The APWU’s role cannot be overstated. Alongside financial reform, faith and community groups, the union launched the Campaign for Postal Banking in 2015 and organized years of rallies and days of action to make the program a reality. APWU also delicately negotiated with Postal Service management to enact the pilot, as reported by the American Prospect.

By offering banking services, USPS is choosing to use public power to make a real difference in many Americans’ lives, rather than leave us to compete against each other in private markets. The Federal Deposit Insurance Corporation (FDIC) estimates that 7 million U.S. households do not currently have a bank account and another 20 million are underbanked, meaning they have a bank account but rely on payday loans, check cashing services and other alternatives. Payday lending is notoriously predatory, with rates as high as 589 percent—and the industry often targets Black and Latino communities. While the new program’s check cashing fee — a flat $5.95 — is higher than it should be, it’s lower than what some private companies charge, which can add up to $15 or more.

This approach is not exactly new — USPS actually offered postal banking from 1911 to 1967. During this period, the program provided a stable alternative to private banks, first for immigrants, then for white farmers during the Great Depression, and then the wealthy in the 1940s, as they sought reasonable returns in the era’s low-interest economy. It was ended in an effort by the Lyndon B. Johnson administration to streamline the government.

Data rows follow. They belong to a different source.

PR #160, opened 2022-11-09
IngestChannel batching

lukasmalkmus:
This PR adds batching support for the `IngestChannel` method. This reduces the possibility for opening connections that are open for a very long time and allows for batches to be automatically retried in case of http error.

The batching mechansim is relatively naive but should be good enough.

### DIFF
--- a/adapters/apex/apex.go
+++ b/adapters/apex/apex.go
@@ -16,10 +16,7 @@ import (
 
 var _ log.Handler = (*Handler)(nil)
 
-const (
-	batchSize    = 1024
-	sendInterval = time.Second
-)
+const defaultBatchSize = 1024
 
 // ErrMissingDatasetName is raised when a dataset name is not provided. Set it
 // manually using the SetDataset option or export `AXIOM_DATASET`.
@@ -73,7 +70,6 @@ type Handler struct {
 	ingestOptions []ingest.Option
 
 	eventCh   chan axiom.Event
-	cancel    context.CancelFunc
 	closeCh   chan struct{}
 	closeOnce sync.Once
 }
@@ -93,7 +89,7 @@ type Handler struct {
 // calling `Close()`.
 func New(options ...Option) (*Handler, error) {
 	handler := &Handler{
-		eventCh: make(chan axiom.Event, 1),
+		eventCh: make(chan axiom.Event, defaultBatchSize),
 		closeCh: make(chan struct{}),
 	}
 
@@ -120,10 +116,19 @@ func New(options ...Option) (*Handler, error) {
 		}
 	}
 
-	// Run background scheduler.
-	var ctx context.Context
-	ctx, handler.cancel = context.WithCancel(context.Background())
-	go handler.run(ctx, handler.closeCh)
+	// Run background ingest.
+	go func() {
+		defer close(handler.closeCh)
+
+		res, err := handler.client.Datasets.IngestChannel(context.Background(), handler.datasetName, handler.eventCh, handler.ingestOptions...)
+		if err != nil {
+			fmt.Fprintf(os.Stderr, "failed to ingest events: %s\n", err)
+		} else if res.Failed > 0 {
+			// Best effort on notifying the user about the ingest failure.
+			fmt.Fprintf(os.Stderr, "event at %s failed to ingest: %s\n",
+				res.Failures[0].Timestamp, res.Failures[0].Error)
+		}
+	}()
 
 	return handler, nil
 }
@@ -133,7 +138,6 @@ func New(options ...Option) (*Handler, error) {
 func (h *Handler) Close() {
 	h.closeOnce.Do(func() {
 		close(h.eventCh)
-		h.cancel()
 		<-h.closeCh
 	})
 }
@@ -155,60 +159,4 @@ func (h *Handler) HandleLog(entry *log.Entry) error {
 	h.eventCh <- event
 
 	return nil
-}
-
-func (h *Handler) run(ctx context.Context, closeCh chan struct{}) {
-	defer close(closeCh)
-
-	t := time.NewTicker(sendInterval)
-	defer t.Stop()
-
-	events := make([]axiom.Event, 0, batchSize)
-
-	defer func() {
-		flushCtx, flushCancel := context.WithTimeout(context.Background(), 10*time.Second)
-		defer flushCancel()
-		h.ingest(flushCtx, events)
-	}()
-
-	for {
-		select {
-		case <-ctx.Done():
-			return
-		case <-t.C:
-			if len(events) == 0 {
-				continue
-			}
-		case event, ok := <-h.eventCh:
-			if !ok {
-				continue
-			}
-
-			events = append(events, event)
-
-			if len(events) < batchSize {
-				continue
-			}
-		}
-
-		h.ingest(ctx, events)
-
-		// Clear batch buffer.
-		events = make([]axiom.Event, 0, batchSize)
-	}
-}
-
-func (h *Handler) ingest(ctx context.Context, events []axiom.Event) {
-	if len(events) == 0 {
-		return
-	}
-
-	res, err := h.client.Datasets.IngestEvents(ctx, h.datasetName, events, h.ingestOptions...)
-	if err != nil {
-		fmt.Fprintf(os.Stderr, "failed to ingest batch of %d events: %s\n", len(events), err)
-	} else if res.Failed > 0 {
-		// Best effort on notifying the user about the ingest failure.
-		fmt.Fprintf(os.Stderr, "event at %s failed to ingest: %s\n",
-			res.Failures[0].Timestamp, res.Failures[0].Error)
-	}
 }
--- a/adapters/apex/apex.go
+++ b/adapters/apex/apex.go
@@ -3,7 +3,7 @@ package apex
 import (
 	"context"
 	"errors"
-	"fmt"
+	stdlog "log"
 	"os"
 	"sync"
 	"time"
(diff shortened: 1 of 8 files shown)


axiom/datasets.go
```diff
@@ -379,70 +385,109 @@ func (s *DatasetsService) IngestEvents(ctx context.Context, id string, events []
 // Restrictions for field names (JSON object keys) can be reviewed here:
 // https://www.axiom.co/docs/usage/field-restrictions.
 //
-// As this method keeps a connection open until the channel is closed, it is not
-// advised to use this method for long-running ingestions.
+// Events are ingested in batches. A batch is either 1024 events for unbuffered
+// channels or the capacity of the channel for buffered channels. A batch is
+// sent to the server as soon as it is full or after one second or when the
+// channel is closed.
```
kamstrup, line 391: Please document under which conditions this methods returns.

axiom/datasets.go
```diff
@@ -379,70 +385,109 @@ func (s *DatasetsService) IngestEvents(ctx context.Context, id string, events []
...
+		t := time.NewTicker(defaultSendInterval)
+		defer t.Stop()
 
-	req.Header.Set("Content-Type", NDJSON.String())
-	req.Header.Set("Content-Encoding", Zstd.String())
+		for {
+			select {
+			case <-ctx.Done():
+				flushCtx, flushCancel := context.WithTimeout(context.Background(), 10*time.Second)
+				defer flushCancel()
```
kamstrup, line 447: looks dubious - as it could stack up an unlimited amount of contexts... deferred functions are called once the enclosing function return, not when it goes out of scope in the for-loop. Is that intended?

axiom/datasets.go
```diff
@@ -379,70 +385,109 @@ func (s *DatasetsService) IngestEvents(ctx context.Context, id string, events []
...
-	// Apply supplied options.
-	var opts ingest.Options
-	for _, option := range options {
-		option(&opts)
-	}
+	var (
+		errCh        = make(chan error)
+		ingestStatus ingest.Status
+	)
+	go func() {
```
kamstrup, line 408: this is a very big and complex go routine - should be broken down into some smaller chunks with clearer scoping

axiom/datasets_test.go
```diff
@@ -634,6 +633,236 @@ func TestDatasetsService_IngestChannel(t *testing.T) {
...
+			"referrer":    "-",
+			"agent":       "Debian APT-HTTP/1.3 (0.8.16~exp12ubuntu10.21)",
+		},
+	}
+
+	eventCh := make(chan Event, 2)
+	go func() {
+		for _, e := range events {
+			eventCh <- e
+			time.Sleep(time.Second + 250*time.Millisecond)
```
kamstrup, line 854: not entirely clear why this sleep is needed - pls add a comment explaining it

examples/ingesthackernews/main.go
```diff
@@ -136,7 +136,7 @@ func generateIDs(max uint64) <-chan uint64 {
 
 func fetchEvents(eventIDs <-chan uint64) <-chan axiom.Event {
 	var (
-		eventCh        = make(chan axiom.Event, maxWorkers*10)
+		eventCh        = make(chan axiom.Event, 1024)
```
kamstrup, line 139: this looks unrelated - was it intentional?

adapters/apex/apex.go
```diff
@@ -120,10 +116,19 @@ func New(options ...Option) (*Handler, error) {
...
+		defer close(handler.closeCh)
+
+		res, err := handler.client.Datasets.IngestChannel(context.Background(), handler.datasetName, handler.eventCh, handler.ingestOptions...)
+		if err != nil {
+			fmt.Fprintf(os.Stderr, "failed to ingest events: %s\n", err)
+		} else if res.Failed > 0 {
+			// Best effort on notifying the user about the ingest failure.
+			fmt.Fprintf(os.Stderr, "event at %s failed to ingest: %s\n",
+				res.Failures[0].Timestamp, res.Failures[0].Error)
+		}
```
kamstrup, line 130: it's normally nice to have construction + running split up into 2 steps (ie this chunk would go in a Run() method where callers could decide whether or nor to use a goroutine). But I guess this is already public API that we can't change?

axiom/datasets.go
```diff
@@ -379,70 +385,109 @@ func (s *DatasetsService) IngestEvents(ctx context.Context, id string, events []
...
+		defer close(errCh)
 
-	path, err := AddOptions(s.basePath+"/"+id+"/ingest", opts)
-	if err != nil {
-		return nil, spanError(span, err)
-	}
+		// Batch is either 1024 events for unbuffered channels or the capacity
+		// of the channel for buffered channels.
+		batchSize := defaultBatchSize
+		if cap(events) != 0 {
```
bahlo, line 414: Can we make this a `<`? It makes sense for smaller channels, not so much for larger, right?

axiom/datasets.go
```diff
@@ -379,70 +385,109 @@ func (s *DatasetsService) IngestEvents(ctx context.Context, id string, events []
...
-	zsw, err := zstd.NewWriter(pw)
-	if err != nil {
-		_ = pr.Close()
-		_ = pw.Close()
-		return nil, err
-	}
+			// Reset batch buffer after attempted ingest, regardless of the
+			// outcome.
+			defer func() {
+				batch = make([]Event, 0, batchSize)
```
bahlo, line 427: We could trim the slice instead (or do we have to create a copy?)

```suggestion
				batch = batch[:0]
```

axiom/datasets.go
bahlo: +1, maybe wrap it in a func() {} to make use of the defer?

bahlo (changes requested):
some nitpicks, but lgtm overall

axiom/datasets.go
lukasmalkmus: > Is that intended?

Yes, it is. Each of the `defer` statements is followed by a `return`. A previous design had a single `defer` function which was responsible for flushing the remaining events if the function returns. But there are different requirements for both cases: When returning because the context is marked as done, I want to return the context error. When returning because the channel is closed, I want to return no error. Thus the two different occasions.

lukasmalkmus: > +1, maybe wrap it in a func() {} to make use of the defer?

Correct me if I'm wrong but the `defer` is indeed used and does not stack up?!

examples/ingesthackernews/main.go
lukasmalkmus: Intentional to match the default batch size.

adapters/apex/apex.go
lukasmalkmus: You think so? I figure people want a seamless setup when setting up their logging: https://github.com/axiomhq/axiom-go/blob/main/examples/apex/main.go#L14-L17.

> _[...]_ where callers could decide whether or nor to use a goroutine _[...]_

Is there really a decision to be made? They need this running concurrently, no?

> But I guess this is already public API that we can't change?

We have yet to release a stable version. We can change everything.

axiom/datasets.go
lukasmalkmus: But if the slice is extended again, the original data reappears, no? Which shouldn't be a problem as we don't extend it.

axiom/datasets.go
lukasmalkmus: Tbh., now I wonder if we should actually deal with the extra context? Maybe we should obey `ctx` 🤔

lukasmalkmus: I refactored the whole method and this shouldn't be a problem anymore. Please re-review.

axiom/datasets.go
lukasmalkmus: I refactored the whole method and this shouldn't be a problem anymore. Please re-review.

I noticed that I don't need a go-routine as the method is blocking, anyways. The idea with the go-routine came from another design I had in mind where a go-routine would drain the producer channel into a batch and the parent go-routine would swap the full batch with an empty one so it can ingest without blocking the producer channel being read.

axiom/datasets.go
```diff
@@ -379,70 +385,80 @@ func (s *DatasetsService) IngestEvents(ctx context.Context, id string, events []
...
-			// one.
-			encErr = closeErr
-		}
-		_ = pw.CloseWithError(encErr)
-	}()
-
-	req, err := s.client.NewRequest(ctx, http.MethodPost, path, pr)
-	if err != nil {
-		return nil, spanError(span, err)
+		return nil
```
kamstrup, line 435: Reads easier with early return to avoid unnecessary indentation
```
if len(batch) == 0 {
    return nil
}

do the ingest
```

kamstrup (commented):
New IngestChannel func is a big improvement, nice stuff Lukas! <3

adapters/apex/apex.go
lukasmalkmus: Makes sense. I'll do this in a follow up.

adapters/apex/apex.go
```diff
@@ -120,10 +116,21 @@ func New(options ...Option) (*Handler, error) {
...
 
-	// Run background scheduler.
-	var ctx context.Context
-	ctx, handler.cancel = context.WithCancel(context.Background())
-	go handler.run(ctx, handler.closeCh)
+	// Run background ingest.
+	go func() {
+		defer close(handler.closeCh)
+
+		logger := stdlog.New(os.Stderr, "[AXIOM|APEX]", 0)
```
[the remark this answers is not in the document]
lukasmalkmus: Not yet. But might be a good idea 👍 Will do in a follow up.

axiom/datasets.go
lukasmalkmus: What about allowing a maximum of `1024 * 10`?

bahlo: LOL my comment doesn't make sense at all, sorry about that. Yeah basically if `cap(events) != 0 && cap(events) < batchSize`. Also please do 1000, that's what we use in lots of other contexts

bahlo (approved):
lgtm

Today, more than 90 percent of post offices worldwide offer financial services, making the U.S. a global outlier. Recent polling shows that a strong majority of Democrats and Republicans support postal banking. California Gov. Gavin Newsom just signed a bill to study a state-level public option for banking services such as debit cards.

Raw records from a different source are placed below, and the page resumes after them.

PR #172, opened 2022-11-18
feat: decouple 'query' and 'querylegacy' package

lukasmalkmus:
Decouple `query` from the deprecated `querylegacy` package.


bahlo (approved):
we need to make sure the query method change is communicated visibly in the release, see [axiom-node](https://github.com/axiomhq/axiom-node/releases/tag/v0.10.0)

PR #1213, opened 2026-02-16
Add `.lovelyignore` to `.gitignore`

nh6574:
pls john smods

## Additional Info:

### DIFF
--- a/.gitignore
+++ b/.gitignore
@@ -200,3 +200,6 @@ core/EditionAPI.lua
 # LSP/Editor settings
 .vscode
 .luarc.json
+
+# Balatro specific
+.lovelyignore


DigitalDetective47:
smods now uses lovely's blacklist feature instead of `.lovelyignore` files, so this shouldn't be necessary

nh6574:
SMODS doesn't disable itself, so that wouldn't matter either way. This is for adding the file manually. 

Of course, this could also be solved by using the blacklist but I feel like rejecting this simple PR for that feels nitpicky

Aurelius7309:
No harm to be done in this one. Even if one does use the blacklist, it would never make sense for someone to commit a potentially present .lovelyignore file. Merging

PR #1216, opened 2026-02-18
fix and optimize sounds and music (on macos?)

nnmrts:
On MacOS, with enough mods enabled which load sounds and/or music, the game goes completely silent. I think I have tracked down the root issue for this: OpenAL has a maximum playing instances limit (see https://github.com/MonoGame/MonoGame/issues/4403). And if I understood the code correctly, vanilla loads and plays all songs simultaneously and just changes the volume when switching from one song to another. This is fine for the limited songs in vanilla, but seemingly exhausts that OpenAL limit with mods. I couldn't find much more info on this, but this fix, to only load vanilla songs and the one `desired_track` actually needed, at least worked on my machine. 😝 This may cause either "unexpected" additional calls of `RESTART_MUSIC` or even delays, when a mod tries to play a song mid-game. But I guess that's better than silence.

The `should_stream` thing was my first attempt at fixing this when I first thought this was a memory issue...it still seems useful, because if I understood everything correctly, it should avoid sounds being fully decoded into memory in runtime. Feel free to remove it from this PR, if this is too out-of-scope.

I tested neither of those on a Windows PC though, so I wouldn't merge this before checking that.

## Additional Info:

### DIFF
--- a/lovely/sound.toml
+++ b/lovely/sound.toml
@@ -98,7 +98,7 @@ elseif request.type == 'sound_source' then
     SMODS_Sounds[request.sound_code] = {
         sound_code = request.sound_code,
         data = request.data,
-        sound = sound,
+        should_stream = request.should_stream,
         per = request.per,
         vol = request.vol,
     }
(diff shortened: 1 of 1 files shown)


nnmrts:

We need to demand an expansion of these pilot programs to thousands of post offices nationwide, both in cities and rural areas. A full 69 percent of census tracts with a post office location — representing 60 million people — do not have a community bank branch. The people who live in these areas either go unbanked or rely on large Wall Street banks inclined to predatory tactics, like pushing credit cards, charging high fees and even opening accounts without consumers’ knowledge.

And we need to fire back when the big banks and their ideological allies trot out age-old — and inaccurate — critiques of postal banking. Ross Marchand of the right-wing Taxpayers Protection Alliance reacted to the news in the American Banker by claiming: “Lawmakers need to confront a government run amok instead of calling for federal banking.” Marchand claimed that “plenty of companies” offer no-fee bank accounts with no minimum deposit requirements. But if that’s really the case, then why do one in four U.S. households go unbanked or underbanked?

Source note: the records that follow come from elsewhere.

PR #1244, opened 2026-03-06
`calc_dollar_bonus` improvements

nh6574:
Adds `calc_dollar_bonus` for "individual" objects (by default decks, blinds, challenges, stakes and mods). 

For this I added the set and key of the object to its table, which shouldn't break any functionality for any mod adding objects since it is only used if they add a `calc_dollar_bonus` function to it. Although it could be useful for identifying the objects in the future.

It additionally adds a second `table` return to the functions that allows some styling manipulation for the name. 
  * `text`: sets the text directly
  * `key`, `set`: changes the key and set for the localization (ignored if `text` is set)
  * `text_colour`, `scale` 

## Additional Info:


NeatsTopFoo:
Would you be willing to add a ``no_eval_row`` condition to the ``add_round_eval_row()`` calls that parses a ``no_eval_row`` arg in one of the return tables from ``calc_dollar_bonus`` so that we can make use of the ability to call ``add_round_eval_row()`` in ``context.round_eval``?

Like
```lua
if not ret.no_eval_row then
    add_round_eval_row({dollars = ret, bonus = true, name='joker'..i, pitch = pitch, card = _card, loc_opts = ret_opts})
end
``` 

This would allow for us to do things like writing our own custom round eval rows via ``name = 'custom'``

nh6574:
Makes sense, will do

PR #1055, opened 2025-11-01
(VERY WIP) The Modular Ante Path and its consequences (on my sanity)

AllUniversal:
This is a heavily work-in-progress PR to implement a `AntePath`, requiring a rework of the Blind Select screen (and game states in general) + other subfeatures. I'll write a detailed breakdown when I'm done, feel free to ask if you need something clarified. :)

EDIT 2026.4.5: `SMODS.GameState` and related has been moved into its own PR #1307.

## Additional Info:

- [ ] I didn't modify api's or I've made a PR to the [wiki repo](https://github.com/Steamodded/wiki).
- [ ] I didn't modify api's or I've updated lsp definitions.
- [ ] I didn't make new lovely files or all new lovely files have appropriate priority.

PR #1251, opened 2026-03-08
Blind Slots API

icyethics:
Added pooling, reroll and customization functionality to blind slots.

Blind Slots:
Separate layer from blind, determining a bunch of customizable qualities for each slot. Extends any functionality only associated with the boss blind slot to the big and small blind slot, such as having boss blinds, being able to be rerolled, and ending the ante. Also added utility functions to make use of this new separation between blind slot and blind object, such as when checking for a blind's boss status, or whether it should transition the ante. 

Blind pools:
Added simple blind pools. All custom blinds are automatically marked as Boss blinds unless instructed otherwise. All vanilla blinds are marked as boss blinds, except for the small and big blind, which each occupy their own pool. Blinds can have multiple pools, and blinds can be added or removed from pools during a run.

Changes to Skipping:
Skipping can now be disabled and/or hidden. This can be done generally through effects, or defined for each blind slot. Disabling skips makes it so that the UI still appears but is greyed out and cannot be clicked. Hiding it removes the skip tag UI from the blind. The Boss blind slot is exempted, and cannot have a skip tag be enabled.

Changes to Rerolling:
Blind Slots can be individually rerolled. Enabling a slot's reroll functionality will reroll those slots when the existing reroll function is used, like the boss reroll voucher's or the reroll tag's. The new blind slot specific reroll function will always be able to reroll a blind.

Blind Slot Altering & Disabling:
Blind Slots are now set up to allow for their own blind requirement modification, which will be applied separately from the blind object's. Modifications can be a multiplier or a hard value setting, ignoring source value. Slots can also be set up to disallow disabling of the blind object, or disallowing altering the blind requirement. Blind requirement altering can now be done with SMODS.alter_blind_requirement()

Showdown Antes:
The Showdown ante is now configurable. Additional ante numbers can be set to allow for showdown blinds too, and the ability for a blind slot to be able to spawn showdowns can be set separately for each Blind Slot.

## Additional Info:

- [x ] I didn't modify api's or I've updated lsp definitions.
- [x ] I didn't make new lovely files or all new lovely files have appropriate priority.

### DIFF
--- a/lovely/better_calc.toml
+++ b/lovely/better_calc.toml
@@ -839,7 +839,7 @@ payload = '''
 SMODS.saved = false
 G.GAME.saved_text = nil
 SMODS.last_hand = SMODS.last_hand or {scoring_hand = {}, full_hand = {}}
-SMODS.calculate_context({end_of_round = true, game_over = game_over, beat_boss = G.GAME.blind.boss, scoring_hand = SMODS.last_hand.scoring_hand, scoring_name = SMODS.last_hand.scoring_name, full_hand = SMODS.last_hand.full_hand })
+SMODS.calculate_context({end_of_round = true, game_over = game_over, beat_boss = SMODS.blind_is_boss(), beat_boss_exception = SMODS.blind_is_boss(true), ends_ante = SMODS.blind_ends_ante(), scoring_hand = SMODS.last_hand.scoring_hand, scoring_name = SMODS.last_hand.scoring_name, full_hand = SMODS.last_hand.full_hand })
 if SMODS.saved then game_over = false end
 -- TARGET: main end_of_round evaluation
 '''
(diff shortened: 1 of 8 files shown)


AllUniversal:
Very cool! I planned a different approach in #1055, replacing the structure of an Ante entirely, but that PR isn't being completed soon I fear. :') (Unless someone wants to add a pannable, map-like UI element)

icyethics:
I was looking into how to make this compatible with the new weight system. Some features this adds have been added by other PRs, so the blind requirement manip functionality can be thrown out.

The truth is that the predatory lending industry targets vulnerable Americans, particularly people of color. Black people, for example, are about twice as likely than whites to live a mile from a high-interest, short-term lender such as a pawn shop or payday lender.

Right-wing forces are opposed to postal banking because it threatens what is a multi-billion-dollar industry with an interest in keeping poor and working Americans locked in cycles of debt just to afford rent and groceries. For example, the Trump administration ended an Obama-era rule that forced payday lenders to make sure that borrowers can repay their loan when it comes due.

The post office’s new program is a welcome start after years of pushing by postal workers, community groups, and public officials, like Sen. Bernie Sanders (I‑Vt.) and Rep. Alexandria Ocasio-Cortez (D‑N.Y.), who introduced postal banking legislation in 2019. It might seem radical, but that’s only because Wall Street cronies and right-wing critics want us to think it is. But postal banking is actually as American as apple pie — a public good that’s paid for by all of us, that serves all of us, and doesn’t leave anyone behind.